Ora Marghera progetta futuro

25 / 1 / 2011

Tirare le somme del meeting di Marghera può esser semplice o difficilissimo. Nel primo caso si rischia di perdere il dettaglio, nel secondo il dato unitario. Fortissimo.
Mettere insieme i metalmeccanici della Fiom, i centri sociali, gli abitanti de L'Aquila, i No Dal Molin, i No Tav, gli ambientalisti di lungo corso e i «guerrieri di Chiaiano», era una scommessa quasi azzardata. Ma un passo deciso in avanti, sulla strada del «conoscersi reciprocamente» - anche lasciandosi alle spalle pezzi di «identità», evidentemente non decisivi - è stato fatto. Due giorni di discussione hanno messo in primo piano i molti «no» che ogni soggetto sociale aveva pronunciato nella sua lotta, ricavandone però il senso di diversi «sì» che ora diventano quasi dei punti di programma.

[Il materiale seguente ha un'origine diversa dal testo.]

PR #3205, opened 2023-01-13
Change gliss to default to wavy

rettinghaus:
This PR is a small change for glissandos to default to wavy lines if no `@lform` is specified.

### DIFF
--- a/src/view_control.cpp
+++ b/src/view_control.cpp
@@ -2048,18 +2048,6 @@ void View::DrawGliss(DeviceContext *dc, Gliss *gliss, int x1, int x2, Staff *sta
     }
 
     switch (gliss->GetLform()) {
-        case LINEFORM_wavy: {
-            const int length = static_cast<int>(hypot(x2 - x1, y2 - y1));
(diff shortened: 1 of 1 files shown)


lpugin:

Partendo per forza di cose dalla Fiat e dal «modello Mirafiori», tutti hanno capito che prima di poter dire qualcosa in positivo bisogna opporsi a un modello di produzione che cerca di imporsi come modello di società, di stampo apertamente autoritario. Quel «no», insomma, è «costituente». Detto in altro modo, sulla linea di demarcazione tracciata da Marchionne non c'è spazio per gli equilibrismi: si accetta in blocco o la si rifiuta. «Chi sta con lui è contro di noi», ormai è senso comune.
Quasi l'intera politica italiana non ha perciò più nulla da dire a questo popolo che fa i conti ogni giorno con la crisi: «il nostro è un percorso che non delega più nulla alla politica, vogliamo costruire un'alternativa sociale». E un progetto che sappia fare i conti con la realtà brutale di fronte a tutti. «La risposta del capitale alla crisi è un grande rilancio dello stesso modello che ha portato alla crisi», sintetizza Gianni Rinaldini. Una strada che prevede aumento della disoccupazione e - non è un paradosso - aumento dei carichi di lavoro per chi conserva il posto; generalizzazione della precarietà (a livello europeo, «non è diverso da quel che succede nell'Italia di Berlusconi»), superamento dei diritti universali con operazioni corporative (gli asili o la sanità aziendale, il collocamento privato, scuola e università a misura d'azienda, enti bilaterali impresa-sindacato che gestiscono forme di welfare). Un incubo.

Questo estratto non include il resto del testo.